[Data extract — start]

PR #1174, opened 2023-07-25
fix: activity total = value + fee

limpbrains:
### Description

- Money now uses decimalLength=long by default
- convert onchain fee to sats, so it matches value and LN activity 
- show real fee for LN payments
- LN activity items value should be positive. I'm adding a migration for that
- show activity total as value + fee

### Linked Issues/Tasks

https://app.asana.com/0/1189635884316057/1205072416958950/f

### Type of change

Bug fix

### Tests

No test

### Screenshot / Video

image

image

image

### QA Notes

Make sure that activity represents tx history


pwltr:
Onchain Receive screen looks different compared to design, I think fees should not be included for receive? 

Simulator Screenshot - iPhone 14 - 2023-07-31 at 23 06 45

src/screens/Activity/ListItem.tsx
```diff
@@ -99,6 +100,7 @@ const OnchainListItem = ({
 	const isTransferringToSpending = isTransfer && isSend;
 
 	let title = t(isSend ? 'activity_sent' : 'activity_received');
+	const amount = isSend ? value + fee : value;
```
pwltr, line 103: In `utils/activity/index` we are subtracting the fee for onchain send, maybe cleaner to remove the code there?

pwltr (changes requested):

limpbrains:
> Onchain Receive screen looks different compared to design, I think fees should not be included for receive?

fixed

src/screens/Activity/ListItem.tsx
limpbrains: Yes, but we can't do this for LN payments, since activity list there is the only sorce of truth for now.
So I would prefer to keep it this way for now

pwltr (approved):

[Data extract — finish]

Exercise brief:
When a line in the listing has the word "Screenshot", return that line.

Written response:
### Screenshot / Video
Simulator Screenshot - iPhone 14 - 2023-07-31 at 23 06 45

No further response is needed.